ACTIVITY:
For each record below, give an exact transcription.

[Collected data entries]

PR #1550, opened 2019-01-23
Reduce superfluous api requests during update-service command

### LINKED ISSUE #1549: cf update-service very slow on landscapes with many orgs and/or service plans

- [ ] I am reporting a bug that others will be able to reproduce.

I am trying to run `cf update-service <instance> -p <plan>`. It takes very long to complete.

**What happened**
When enabling `CF_TRACE`, I saw that the cf cli gets a complete list of `service_plan_visibilities` - on this specific landscape there are currently **290275** "total_results" spread over **5806** "total_pages", i.e. the cf cli issues >5000 requests.

**Expected behavior**
The `cf update-service` should be *fast* and not result in superfluous api requests.

**To Reproduce**
This is only possible when you have a landscape with many orgs and/or service plans...

**Provide more context**
- I've run the same command with different cf cli versions, from `6.42.0+0cba12168.2019-01-10` back to `6.34.1+bbdf81482.2018-01-17`.
- CC API v2 version: 2.128.0
- The [buildPlanToOrgVisibilityMap](https://github.com/cloudfoundry/cli/blob/7f0caee632f42cda0eabe0c0858b489582276f58/cf/actors/planbuilder/plan_builder.go#L147) function could use [servicePlanVisibilityRepo.Search(<org_guid>)](https://github.com/cloudfoundry/cli/blob/7f0caee632f42cda0eabe0c0858b489582276f58/cf/api/service_plan_visibility.go#L59) instead of servicePlanVisibilityRepo.List(). I've already modified cf cli locally with the above suggestion and would be happy to file a PR.

Note: As of January 2019, we no longer support API versions older than CF Release v284/CF Deployment v1.7.0 (CAPI Release: 1.46.0 (APIs 2.100.0 and 3.35.0).

philippthun:
Instead of getting all service_plan_visibilities, query for a specifc org when possible.

Fixes #1549

### DIFF
--- a/cf/actors/planbuilder/plan_builder.go
+++ b/cf/actors/planbuilder/plan_builder.go
@@ -145,25 +145,19 @@ func (builder Builder) containsGUID(guidSlice []string, guid string) bool {
 }
 
 func (builder Builder) buildPlanToOrgVisibilityMap(orgName string) (map[string][]string, error) {
-	// Since this map doesn't ever change, we memoize it for performance
-	orgLookup := make(map[string]string)
-
 	org, err := builder.orgRepo.FindByName(orgName)
 	if err != nil {
 		return nil, err
 	}
-	orgLookup[org.GUID] = org.Name
 
-	visibilities, err := builder.servicePlanVisibilityRepo.List()
+	visibilities, err := builder.servicePlanVisibilityRepo.Search(map[string]string{"organization_guid": org.GUID})
 	if err != nil {
 		return nil, err
 	}
 
 	visMap := make(map[string][]string)
 	for _, vis := range visibilities {
-		if _, exists := orgLookup[vis.OrganizationGUID]; exists {
-			visMap[vis.ServicePlanGUID] = append(visMap[vis.ServicePlanGUID], orgLookup[vis.OrganizationGUID])
-		}
+		visMap[vis.ServicePlanGUID] = []string{org.Name}
 	}
 
 	return visMap, nil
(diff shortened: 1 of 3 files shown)


abbyachau:
Hi @philippthun thanks for this pull request. Could you detail the issue this pull request is meant to improve? Latency for example when calling `update-service`? If so, could you give us more details. Thanks!

philippthun:
Hi @abbyachau,

As Georgi mentioned, I've described the problems in issue #1549. Please let me know if something needs to be added to this PR.

Best regards,
Philipp

AartiKriplani:
@philippthun : thank you for submitting the PR, the change looks good but it would be nice to have some integration tests for the scenario. 
Since the fix is in legacy code, and it's a *small* change, we don't expect a full backfill of integration tests (but still expect integration tests for the change).
Thanks!

georgi-lozev:
Hey @philippthun. In case you need any support how this test should look like or need some guidelines how to run the CLI integration tests don't hesitate reach out to us.

philippthun:
@AartiKriplani and @georgi-lozev - I've added an integration test for the `update-service` command. Please let me know if you want me to test additional aspects.

philippthun:
FYI - In the meantime we are using a patched version of cf cli containing this fix in our automation pipeline. The overall runtime as well as the number of cf api calls reduced drastically as expected.

AartiKriplani:
This is released as part of CLI v6.43.0, you don't have to use a patched version now.Thank you for the PR.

RESPONSE FOR THIS EXERCISE:
PR #1550, opened 2019-01-23
Reduce superfluous api requests during update-service command

### LINKED ISSUE #1549: cf update-service very slow on landscapes with many orgs and/or service plans

- [ ] I am reporting a bug that others will be able to reproduce.

I am trying to run `cf update-service <instance> -p <plan>`. It takes very long to complete.

**What happened**
When enabling `CF_TRACE`, I saw that the cf cli gets a complete list of `service_plan_visibilities` - on this specific landscape there are currently **290275** "total_results" spread over **5806** "total_pages", i.e. the cf cli issues >5000 requests.

**Expected behavior**
The `cf update-service` should be *fast* and not result in superfluous api requests.

**To Reproduce**
This is only possible when you have a landscape with many orgs and/or service plans...

**Provide more context**
- I've run the same command with different cf cli versions, from `6.42.0+0cba12168.2019-01-10` back to `6.34.1+bbdf81482.2018-01-17`.
- CC API v2 version: 2.128.0
- The [buildPlanToOrgVisibilityMap](https://github.com/cloudfoundry/cli/blob/7f0caee632f42cda0eabe0c0858b489582276f58/cf/actors/planbuilder/plan_builder.go#L147) function could use [servicePlanVisibilityRepo.Search(<org_guid>)](https://github.com/cloudfoundry/cli/blob/7f0caee632f42cda0eabe0c0858b489582276f58/cf/api/service_plan_visibility.go#L59) instead of servicePlanVisibilityRepo.List(). I've already modified cf cli locally with the above suggestion and would be happy to file a PR.

Note: As of January 2019, we no longer support API versions older than CF Release v284/CF Deployment v1.7.0 (CAPI Release: 1.46.0 (APIs 2.100.0 and 3.35.0).

philippthun:
Instead of getting all service_plan_visibilities, query for a specifc org when possible.

Fixes #1549

### DIFF
--- a/cf/actors/planbuilder/plan_builder.go
+++ b/cf/actors/planbuilder/plan_builder.go
@@ -145,25 +145,19 @@ func (builder Builder) containsGUID(guidSlice []string, guid string) bool {
 }
 
 func (builder Builder) buildPlanToOrgVisibilityMap(orgName string) (map[string][]string, error) {
-	// Since this map doesn't ever change, we memoize it for performance
-	orgLookup := make(map[string]string)
-
 	org, err := builder.orgRepo.FindByName(orgName)
 	if err != nil {
 		return nil, err
 	}
-	orgLookup[org.GUID] = org.Name
 
-	visibilities, err := builder.servicePlanVisibilityRepo.List()
+	visibilities, err := builder.servicePlanVisibilityRepo.Search(map[string]string{"organization_guid": org.GUID})
 	if err != nil {
 		return nil, err
 	}
 
 	visMap := make(map[string][]string)
 	for _, vis := range visibilities {
-		if _, exists := orgLookup[vis.OrganizationGUID]; exists {
-			visMap[vis.ServicePlanGUID] = append(visMap[vis.ServicePlanGUID], orgLookup[vis.OrganizationGUID])
-		}
+		visMap[vis.ServicePlanGUID] = []string{org.Name}
 	}
 
 	return visMap, nil
(diff shortened: 1 of 3 files shown)


abbyachau:
Hi @philippthun thanks for this pull request. Could you detail the issue this pull request is meant to improve? Latency for example when calling `update-service`? If so, could you give us more details. Thanks!

philippthun:
Hi @abbyachau,

As Georgi mentioned, I've described the problems in issue #1549. Please let me know if something needs to be added to this PR.

Best regards,
Philipp

AartiKriplani:
@philippthun : thank you for submitting the PR, the change looks good but it would be nice to have some integration tests for the scenario. 
Since the fix is in legacy code, and it's a *small* change, we don't expect a full backfill of integration tests (but still expect integration tests for the change).
Thanks!

georgi-lozev:
Hey @philippthun. In case you need any support how this test should look like or need some guidelines how to run the CLI integration tests don't hesitate reach out to us.

philippthun:
@AartiKriplani and @georgi-lozev - I've added an integration test for the `update-service` command. Please let me know if you want me to test additional aspects.

philippthun:
FYI - In the meantime we are using a patched version of cf cli containing this fix in our automation pipeline. The overall runtime as well as the number of cf api calls reduced drastically as expected.

AartiKriplani:
This is released as part of CLI v6.43.0, you don't have to use a patched version now.Thank you for the PR.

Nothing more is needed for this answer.